Start of DATA TO EXAMINE
PR #307, opened 2024-05-06
perf: let EventedSet use clear() method of underlying set

DanGonite57:
Motivated by https://github.com/napari/napari/issues/6746, https://github.com/napari/napari/pull/6895

The default `clear` method implemented by `collections.abc.MutableSet` is very slow, which I guess is due to the fact that it is not backed by the C implementation of the builtin `set`. 

I have attempted to implement a custom interface for `clear`, modelled on the existing one for `discard`. However, I don't entirely understand the intentions for the various hooks, BAILs, etc, so please do let me know if anything is inconsistent with the behaviours and styles of other methods.

bench.py
```python
from psygnal.containers import EventedSet

num = 100_000

my_set = EventedSet(range(num))
my_set.events.items_changed.connect(print)
my_set.clear()
```
Before:
```cmd
> hyperfine --warmup 1 .\bench.py
Benchmark 1: .\bench.py
  Time (mean ± σ):      4.257 s ±  0.050 s    [User: 3.640 s, System: 0.047 s]
  Range (min … max):    4.192 s …  4.345 s    10 runs
```
After:
```cmd
> hyperfine --warmup 1 .\bench.py
Benchmark 1: .\bench.py
  Time (mean ± σ):     236.3 ms ±   3.4 ms    [User: 59.9 ms, System: 31.0 ms]
  Range (min … max):   231.6 ms … 243.9 ms    12 runs
```

### DIFF
--- a/benchmarks/benchmarks.py
+++ b/benchmarks/benchmarks.py
@@ -258,7 +258,7 @@ class EventedSetSuite:
     def time_update_overlap(self, n):
         self.my_set.update(range(n // 2, n + n // 2))
 
-    def time_clear(self):
+    def time_clear(self, _):
         self.my_set.clear()
 
 
--- a/benchmarks/benchmarks.py
+++ b/benchmarks/benchmarks.py
@@ -258,6 +258,9 @@ class EventedSetSuite:
     def time_update_overlap(self, n):
         self.my_set.update(range(n // 2, n + n // 2))
 
+    def time_clear(self):
+        self.my_set.clear()
+
 
 class EventedSetWithCallbackSuite(EventedSetSuite):
     def setup(self, n):
--- a/src/psygnal/containers/_evented_set.py
+++ b/src/psygnal/containers/_evented_set.py
@@ -63,6 +63,12 @@ class _BaseMutableSet(MutableSet[_T]):
             self._do_discard(_item)
             self._post_discard_hook(_item)
 
+    def clear(self) -> None:
+        _item = self._pre_clear_hook()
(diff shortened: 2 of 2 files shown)


tlambert03:
wow.  thanks this is fantastic.  LGTM

Sorry about the weird `BAIL` stuff... had to remind myself why it's there (clearly not obvious), I think it was mostly there for things like `add` where subclasses might want the ability to cancel the event, or to avoid an event entirely as you've done in the case if `len(self) == 0`.   but your PR is perfect, thanks!

tlambert03:
btw, the codspeed benchmarks shown above don't capture this, but the asv benchmarks do and are awesome 🤩 


| Change   | Before [b0c29526] <main>   | After [3b7af9d8]    |   Ratio | Benchmark (Parameter)                                     |
|----------|----------------------------|---------------------|---------|-----------------------------------------------------------|
| -        | 1.15±0.01μs                | 689±7ns             |    0.6  | benchmarks.EventedSetWithCallbackSuite.time_clear(10)     |
| -        | 1.16±0.03μs                | 682±2ns             |    0.59 | benchmarks.EventedSetSuite.time_clear(10)                 |
| -        | 4.83±0s                    | 763±2ns             |    0    | benchmarks.EventedSetSuite.time_clear(100000)             |
| -        | 4.84±0.02s                 | 794±7ns             |    0    | benchmarks.EventedSetWithCallbackSuite.time_clear(100000) |

"infinite speedup" :joy:

PR #316, opened 2024-06-19
feat: Add simple validator metadata for use in annotated

tlambert03:
Playing around with a pattern to add simple validation via `Annotated` on evented dataclasses.  There are *no* builtin validators.  It simply allows someone to declare some simple validation prior to event emission.  The use case would be when all you want is a way to cast fields without depending on a heavier library like pydantic. 

```python
    def positive_int(value: Any) -> int:
        try:
            _value = int(value)
        except (ValueError, TypeError):
            raise ValueError("Value must be an integer") from None
        if not _value > 0:
            raise ValueError("Value must be positive")
        return _value

    @evented
    @dataclass
    class Foo:
        x: Annotated[int, Validator(positive_int)]
```

(btw, @d-v-b, this is a general that might work for you in zarr.  The trick for you would just be determining when where to patch the `__setattr__` method of the parent class)

### DIFF
--- a/src/psygnal/_group_descriptor.py
+++ b/src/psygnal/_group_descriptor.py
@@ -6,8 +6,10 @@ import operator
 import sys
 import warnings
 import weakref
+from dataclasses import dataclass
 from typing import (
     TYPE_CHECKING,
+    Annotated,
     Any,
     Callable,
     ClassVar,
@@ -15,9 +17,12 @@ from typing import (
     Literal,
     Mapping,
     Optional,
+    Sequence,
     Type,
     TypeVar,
     cast,
+    get_args,
+    get_origin,
     overload,
 )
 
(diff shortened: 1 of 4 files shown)


src/psygnal/_group_descriptor.py
```diff
@@ -656,3 +705,50 @@ def _create_group(self, owner: type) -> type[SignalGroup]:
 
         self._do_patch_setattr(owner, with_aliases=bool(Group._psygnal_aliases))
         return Group
+
+
+@dataclass
+class Validator:
+    """Annotated metadatax that marks a function validates a value before setting.
```
d-v-b, line 712:
```suggestion
    """Annotated metadata marking that a function validates a value before setting.
```
not sure if this captures the intent

tlambert03:
changed my mind on this feature.  scope creepy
End of DATA TO EXAMINE
Nothing but the lines from the top of the entries above through the line with "self._do_discard(_item)" should be set down, each exactly as written.

**EXERCISE SOLUTION:**
PR #307, opened 2024-05-06
perf: let EventedSet use clear() method of underlying set

DanGonite57:
Motivated by https://github.com/napari/napari/issues/6746, https://github.com/napari/napari/pull/6895

The default `clear` method implemented by `collections.abc.MutableSet` is very slow, which I guess is due to the fact that it is not backed by the C implementation of the builtin `set`. 

I have attempted to implement a custom interface for `clear`, modelled on the existing one for `discard`. However, I don't entirely understand the intentions for the various hooks, BAILs, etc, so please do let me know if anything is inconsistent with the behaviours and styles of other methods.

bench.py
```python
from psygnal.containers import EventedSet

num = 100_000

my_set = EventedSet(range(num))
my_set.events.items_changed.connect(print)
my_set.clear()
```
Before:
```cmd
> hyperfine --warmup 1 .\bench.py
Benchmark 1: .\bench.py
  Time (mean ± σ):      4.257 s ±  0.050 s    [User: 3.640 s, System: 0.047 s]
  Range (min … max):    4.192 s …  4.345 s    10 runs
```
After:
```cmd
> hyperfine --warmup 1 .\bench.py
Benchmark 1: .\bench.py
  Time (mean ± σ):     236.3 ms ±   3.4 ms    [User: 59.9 ms, System: 31.0 ms]
  Range (min … max):   231.6 ms … 243.9 ms    12 runs
```

### DIFF
--- a/benchmarks/benchmarks.py
+++ b/benchmarks/benchmarks.py
@@ -258,7 +258,7 @@ class EventedSetSuite:
     def time_update_overlap(self, n):
         self.my_set.update(range(n // 2, n + n // 2))
 
-    def time_clear(self):
+    def time_clear(self, _):
         self.my_set.clear()
 
 
--- a/benchmarks/benchmarks.py
+++ b/benchmarks/benchmarks.py
@@ -258,6 +258,9 @@ class EventedSetSuite:
     def time_update_overlap(self, n):
         self.my_set.update(range(n // 2, n + n // 2))
 
+    def time_clear(self):
+        self.my_set.clear()
+
 
 class EventedSetWithCallbackSuite(EventedSetSuite):
     def setup(self, n):
--- a/src/psygnal/containers/_evented_set.py
+++ b/src/psygnal/containers/_evented_set.py
@@ -63,6 +63,12 @@ class _BaseMutableSet(MutableSet[_T]):
             self._do_discard(_item)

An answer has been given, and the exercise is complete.